Desperately Seeking Search Boxes

Published by Iris on Thursday, October 18th, 2007

We’ve been planning to do some usability studies on our web site this year since it’s been a couple of years since our current site was implemented, and it’s time to check and see if the things that made sense to students a few years ago still make sense to them now. So I was interested to have several interactions with students over the course of the last week or so which indicated that students really are interacting with the site differently now. In short, they’re looking for anything that might look like a search box, and they’re using any and all search boxes in same way. More than at any previous time, I’m noticing that my students expect every single search box to be their point of entry into all library resources. At the same time, when they search through collections of collections, they’re highly frustrated. So what gives? (And I really mean that as a serious question. I simply cannot resolve these two frustrations in my head.)

But leaving that conundrum aside for the moment, here’s what I’ve noticed about the “any search box is the same search box and searches everything” mentality.

First, there was a student last week who was searching our catalog for “information on her topic” when what she clearly needed were newspaper articles, and she knew that. But, you see, we had a search box sitting at the top of our “Find” page, so that’s what she used. It’s quite logical, really. If I didn’t know what “The Bridge” is, the difference between a catalog and a database, or if I just didn’t bother to read the labels, that’s what I’d do too.

Later, another student who knew the difference between catalogs and databases came up because she wasn’t getting any results when she searched our article databases. Well… it turned out she was using the “search for a particular database from this long list of databases” box as if it were, you guessed it, a “search within these databases” search box. And it’s quite logical. That box simply says “search.”

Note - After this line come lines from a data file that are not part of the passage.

Issue #328, opened 2026-05-27
BG-exit lockout: black action bars, can't move, requires relog


jameopotato:
After leaving a BG, player is fully locked out: action bars go black, can't move, must relog to recover.

## Evidence available
- JSONL log (602k lines, 2026-05-26, Kronos V) from CHICKENSOUL: 4/5 BG exits had paired `CONTROL_UPDATE false/true`; the 5th exit had `false` with no `true` for the rest of the session.
- Additional context from reporter: was **underwater** when teleporting both into and out of the BG.
- Trigger chain: mage portal to UC → flight → BG → exit → stuck.

## Hypothesized mechanism
Server omits the `CONTROL_UPDATE(HasControl=true)` that's normally paired with the `(false)` scoreboard-freeze packet.

## Related work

Well, today was the kicker. I was teaching a class, and I got the whole class up into the reference room to actually use the Encyclopedia Britannica and to figure out what other subject encyclopedias might be useful as entries into their topics. I’d just shown them how to navigate Britannica’s index, and then showed them a custom search form I’d made so that they could find subject encyclopeidas to browse. Got that? I’d shown them Britannica. Ok. Well, one student clicked from the course guide I’d made into the catalog record for Britannica, and then was trying to use the search box there to search Britannica for his topic. I guess he figured that would be a much more efficient way than the way I’d just demonstrated. And he’s right… but that’s simply not possible from within our catalogs.

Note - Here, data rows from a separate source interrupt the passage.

PR #458, opened 2026-08-07
Refresh build-single/ distribution to 5.2.0-beta.2

jameopotato:
## What

Rebuild the tracked single-file distribution under `build-single/` from the current beta tip (`ade2b73f`, 5.2.0-beta.2) and copy the full publish output over the stale committed artifact.

## Why

`build-single/JimsProxy.exe` was **5.0.6-latency-fixes.1** (`ff668d11`, Apr 30) — many releases behind, and paired with April-era CSV data the current code no longer matches. Anyone grabbing the in-repo single-file build got a months-old proxy.

## How

`scripts/Build_Windows.bat` recipe — `dotnet publish HermesProxy -p:PublishSingleFile=true -r win-x64 -c Release --self-contained` (single-file, self-contained, win-x64) — then the publish output (`JimsProxy.exe` + `HermesProxy.config` + `CSV/` + `CSV/Hotfix/`) copied into `build-single/`.

## Diff (16 files, forward-only — nothing removed)

- **JimsProxy.exe** → 5.2.0-beta.2 @ `ade2b73f`
- **CSV**: +8 new files the newer exe reads (`CreatureDisplayInfoVanilla`, `CreatureFamily`, `SpellAuraEffects1`, `SpellChanneled1`, `SpellRankChain`, `TalentSpellRanks`, plus Kronos `Item1`/`ItemSparse1` hotfixes), 8 refreshed, 0 deleted
- **HermesProxy.config**: gains `ThreatEngine=false` and `ServerType=Kronos`; all other defaults unchanged

Distribution artifact only — no proxy source or behavior change. (GH large-file warning expected; matches the existing tracked-binary pattern.)


jameopotato:
Holding per review — beta.3 shipped 08-13 and v5.2.0-beta.4 has just been cut, so this snapshot lands two betas stale. Please refresh build-single/ against the v5.2.0-beta.4 tag and re-point this PR. Separate question worth a look: nothing in the repo, scripts, or launcher references build-single/ — we may want to move this distribution to GitHub Releases and .gitignore the folder rather than committing an ~80MB exe per refresh.

jameopotato:
Superseded by #494, which retires `build-single/` rather than refreshing it.

Recapping the reasoning from the review comment on this PR, now with numbers:

- `build-single/` is **100 files, ~115 MB on disk**; `build-single/JimsProxy.exe` alone is **80,146,765 bytes**. GitHub reports the whole public repo at ~85 MB, so the directory is essentially the repo's entire weight — paid by every clone and every `git submodule update` the launcher build performs.
- **Nothing references it.** `git grep build-single` is empty across this repo (scripts, workflows, README) and the launcher repo. Checked twice, two days apart.
- **GitHub cannot download a directory**, so using it meant cloning the whole repo with git — worse than the one-click archive it was meant to be.

Refreshing it, as this PR does, would add a *second* ~80 MB blob to history permanently and need repeating every release.

The replacement is a release asset. **`JimsProxy-v5.2.0-beta.4-win-x64.zip` is already live on the v5.2.0-beta.4 release** (~38 MB, with setup notes), and a separate branch repairs `.github/workflows/Release.yml` so every future tag gets one automatically — that workflow already builds and attaches assets, it had just failed all 10 of its runs.

Leaving this open for you to close rather than closing it myself.

jameopotato:
Closing in favour of #494, which retires `build-single/` instead of refreshing it.

This PR is correct maintenance of the wrong mechanism: it would add a second ~80 MB exe blob to permanent history, and need repeating every release. It has also gone stale — it targets 5.2.0-beta.2 (July), and we have since shipped v5.2.0 stable and v5.2.1-beta.1.

The prebuilt proxy now ships as a release asset (`JimsProxy-<tag>-win-x64.zip`, on v5.2.0 and v5.2.0-beta.4) rather than as a tracked directory.

Branch `chore/build-single-5.2.0-beta.2` is left in place; nothing is lost.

My conclusion? Somehow, every search box is a Google box. Every search box is presumed to query everything. And yet, when search boxes do query everything, the students are frustrated to the point of paralysis with the results they get. So basically, if we are to fix this problem, we need federated search that guides students so expertly through result lists and items and collections that they can actually find what they want in the mess that is “all available information.” Oh, and all content must be digitized. This is (currently) impossible. Which brings me back to my conundrum… what do we do now? with today’s library technology? Or is it just a case of needing to label our search boxes better? …. I’ve got no answers.

6 Comments

Presenting on Our Planning for the Future of the Catalog

Published by Iris on Wednesday, October 17th, 2007

Monday morning I had the opportunity to stand up with two other colleagues and present our findings on the future of the catalog to an audience of 60 or 70 directors from the Oberlin Group of libraries. One colleague gave an overview of the ILS plans at each of the 5 Minnesota Oberlin libraries. Then I presented on our multi-school taskforce’s discussion and recommendations. And finally another colleague explained what would be happening next, and left the directors with some food for thought: what would it take for this group of libraries to significantly contribute to the development of an Open Source ILS (Integrated Library System, for my non-librarian readers)? All of this led up to Josh Ferraro from Liblime and his presentation on Open Source ILSs and the kinds of support available.

Here’s the basic content of my ten minute part of this presentation, fleshed out slightly from my speaking outline:

Introduction
Our task force on the future of the catalog grew out of a series of conversations our libraries had been having over the course of last year about our catalogs. After one particularly interesting meeting at which 5 groups proposed their idea of a next-generation catalog, our directors commissioned us to formulate a plan that would propose solutions for the current problems with the catalog, and would suggest how we might enact those solutions.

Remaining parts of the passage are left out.